The penalty is a function of both the penalty term and the coefficient values.
- A larger penalty term increases the total penalty, and the only way to minimize RSS + penalty is to shrink or eliminate some coefficients.

Ridge vs. Lasso vs. GLM-NET

Lasso (\(\alpha=1\)): Performs true feature selection by forcing some coefficients to zero.
Ridge (\(\alpha=0\)): Shrinks coefficients but does not eliminate them.
Elastic Net (\(0 < \alpha < 1\)): A compromise between Lasso and Ridge.

Recap and Considerations

Model Selection Strategies

The bias-variance trade-off explains why some models generalize and predict better on future datasets.
Validation and k-fold cross-validation both assess and compare model performance.
Penalized regression helps eliminate unimportant predictors.

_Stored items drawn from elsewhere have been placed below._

PR #324, opened 2018-02-02
Make it easier to debug when RunWait is set wrong

### LINKED ISSUE #323: onet simulation RunWait
With the change of having real `time.Duration` instead of `int`, `RunWait` and `ExperimentWait` in the `simulation.toml`-files don't behave as expected.

Need to change:
- either print an error if `RunWait` or `ExperimentWait` misses time-unit
- or suppose seconds if `RunWait` or `ExperimentWait` are integers

Files (at least):
simul/build.go
simul/platform/platform.go

jeffallen:
Also: Fix the type of RunWait for deterlab.

Fixes #323.

### DIFF
--- a/simul/build.go
+++ b/simul/build.go
@@ -81,7 +81,10 @@ func startBuild() {
 		} else {
 			logname := strings.Replace(filepath.Base(simulation), ".toml", "", 1)
 			testsDone := make(chan bool)
-			timeout := getExperimentWait(runconfigs)
+			timeout, err := getExperimentWait(runconfigs)
+			if err != nil {
+				log.Fatal("ExperimentWait:", err)
+			}
 			go func() {
 				RunTests(logname, runconfigs)
 				testsDone <- true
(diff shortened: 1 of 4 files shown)


ineiti:
There are three more places to take into account for, one for sure:
- `simul/README.md`
and two to decide:
- `simul/platform/mininet.go`
- `simul/platform/deterlab.go`

simul/build.go
```diff
@@ -311,29 +318,42 @@ func getStartStop(rcs int) (int, int) {
...
+		return 0, err
 	}
+
+	// Otherwise calculate a useful default.
 	wait := 0 * time.Second
 	for _, rc := range rcs {
-		wait += getRunWait(rc)
+		w, err := getRunWait(rc)
+		if err != nil {
+			log.Fatal("RunWait:", err)
```
kc1212: we can return an error here instand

Choosing the Right Approach

Penalized regression works well if many candidate variables are unimportant.
- Lasso: Best for feature selection (drops predictors entirely) and reduces multicollinearity (dampens VIFs).
- Ridge: Reduces multicollinearity (dampens VIFs) but retains all predictors (does not force coefficients to zero).
Stepwise Selection: Still valid but should be based on AIC, validation sets, or k-fold CV, not p-values or \(R^2\).

Feature Selection and Hypothesis Testing

Penalized regression does not provide t-statistics, p-values, or confidence intervals.
Common approach:
1. Identify dropped predictors.
2. Refit MLR with only the selected predictors.
3. Report p-values and confidence intervals.

Caution: Multiple Testing Issues

Conducting hypothesis tests after feature selection inflates Type I error rates.
- Multiple testing issues result in a family-wise error rate.
- The interpretation isn’t conservative enough. The CIs are too narrow, and the p-values are too small.
Solutions:
- Treat feature selection as part of the train/validation process, which reduces sample size and raises the threshold for significance.
  - Use the training set for feature selection.
  - Fit the model and report p-values using the validation set.
- Use specialized inference methods (e.g., R package selectionInference for LASSO).

Final Considerations

Feature selection is a tool that improves model interpretability.
Statistical assumptions must still be checked.
EDA remains crucial in model building.
Graphical assessment is necessary to determine whether additional complexity terms are needed, such as polynomials and interaction terms to fit different slopes.